On a point of order. When the Closure was previously moved on this debate my hon. Friend the Member for Bury St. Edmunds (Mr. Eldon Griffiths) had just made an extremely interesting speech about E.L.D.O. and the Minister had got to his feet to reply. Are we not to hear his reply? It is all very well for you, Mr. Deputy Speaker, to say that someone may catch the eye of the occupant of the Chair. It may be that the Patronage Secretary will do that. He is very large but not very handsome. I could catch your eye, so could he, and if the latter were to happen our rights would be seriously curtailed.

Mr. Deputy Speaker

Order. These matters are purely hypothetical, and I call Mr. Nial MacDermot.

Mr. Eldon Griffiths

On a point of order. I made a series of very serious charges against the Government. I asked that the grievances which I put forward should be answered before we voted Supply. Surely it is in the interests of the Government themselves to seek an opportunity to reply to the charges that I made? If they do not we will be left with the prosecution's case, and not hear the case for the defence. It cannot be in the interests of the House to permit that.

Mr. Deputy Speaker

That is not a point of order for the Chair. We must allow the Government to answer.

Mr. MacDermot

Unfortunately, the hon. Member for Bury St. Edmunds (Mr. Eldon Griffiths) could not interest enough of his hon. Friends to listen to what he had to say at 3.15 the other morning. I was here and I heard him. There was no closure. The hon. Member for Stroud (Mr. Kershaw) has slipped up. There was no Closure. The hon. Gentleman was not here. Most of his hon. Friends were not here either, and so the poor hon. Gentleman—

Mr. Eldon Griffiths

I think the hon. and learned Gentleman will be anxious to acknowledge that it was the Minister who failed to hold the House.

Mr. MacDermot

The Minister was here, and if only there had been enough of the hon. Gentleman's hon. Friends here to listen to him the hon. Gentleman would have been able to hear everything that the Minister had to say.

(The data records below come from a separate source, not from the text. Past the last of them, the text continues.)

Issue #228, opened 2026-04-16
Untangle the contract between inbound controllers and outbound Kubernetes adapters


choufraise:
## Summary

Refactor NAuth resource lookups so the controller layer no longer depends on outbound Kubernetes ports/adapters through controller-specific contracts.

## Problem

Today AccountReader and AccountExportReader live as outbound ports with Kubernetes implementations under internal/adapter/outbound/k8s/.

That creates a hard contract between:

- inbound controllers
- outbound Kubernetes adapters

The contract is not generic. It relies on reconciliation-specific rules and Kubernetes-specific details such as labels and lookup conventions for NAuth-
owned resources.

This is the wrong boundary. These lookups are part of controller orchestration, not reusable outbound capabilities.

## Proposed change

- remove AccountReader as an outbound port
- remove AccountExportReader as an outbound port
- move these NAuth resource lookups into the controller layer
- let controllers use the Kubernetes client directly for these queries
- keep NatsClusterReader as an outbound port

## Why NatsClusterReader stays

NatsClusterReader still represents a valid outbound abstraction.

A NatsCluster does not have to come from Kubernetes forever. It could come from another backend such as a database or external service. That makes it a
reasonable port to keep.

Account and AccountExport are different. They are NAuth-owned Kubernetes resources and their lookup rules are tightly bound to reconciliation behavior in
this controller.

## Expected outcome

- clearer separation of responsibilities
- less coupling between inbound and outbound layers
- fewer Kubernetes-specific controller contracts hidden behind ports
- easier evolution of reconciliation logic and resource lookup rules

## Acceptance criteria

- AccountReader is removed from the outbound port layer
- AccountExportReader is removed from the outbound port layer
- controller reconciliation performs these lookups directly
- NatsClusterReader remains unchanged as an outbound port
- related tests are updated
- unused adapter code is removed

PR #229, opened 2026-04-16
fix: patch AccountExport labels with metadata-only merge patch

choufraise:
Update the `AccountExport` controller to persist the bound account ID label with a metadata-only patch and continue reconciliation using the same state, instead of relying on a follow-up reconcile from metadata changes.

This keeps label updates narrow while avoiding dependence on controller event predicates for progress.

Issue: #228

### DIFF
--- a/internal/adapter/inbound/controller/account_export.go
+++ b/internal/adapter/inbound/controller/account_export.go
@@ -18,6 +18,8 @@ package controller
 
 import (
 	"context"
+	"encoding/json"
+	"fmt"
 
 	"github.com/WirelessCar/nauth/api/v1alpha1"
 	"github.com/WirelessCar/nauth/internal/domain"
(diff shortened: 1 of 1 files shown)


internal/adapter/inbound/controller/account_export.go
```diff
@@ -118,3 +120,24 @@ func (r *AccountExportReconciler) SetupWithManager(mgr ctrl.Manager) error {
...
+			},
+		},
+	})
+	if err != nil {
+		return fmt.Errorf("failed to generate patch for label: %w", err)
+	}
+	if err = r.Patch(ctx, resource, client.RawPatch(types.MergePatchType, patchData)); err != nil {
+		return fmt.Errorf("failed to patch label: %w", err)
+	}
+	// Refresh resource to ensure correct state during reconciliation
```
choufraise: **issue**: (note to self) This could be a potential future issue. Since we are refreshing the `resource`, by replacing all it's content with the latest, then any cached internal references will be detached from the resource. Due to this, the `statusWrapper` is actually working on an old version of the status.

choufraise:
Closing, will be incorporated together with #231.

The debate today has really fallen into two parts. On the one hand, there have been those hon. Members who have referred to, relied on, and elaborated the criticisms contained in the Estimates Committee's Report, and, on the other, wehave had a rather more wide-ranging debate in which hon. Members have questioned the rightness or wisdom of appointing a Parliamentary Commissioner-designate because they say that the provisions of the Bill are, in one way or another, inadequate.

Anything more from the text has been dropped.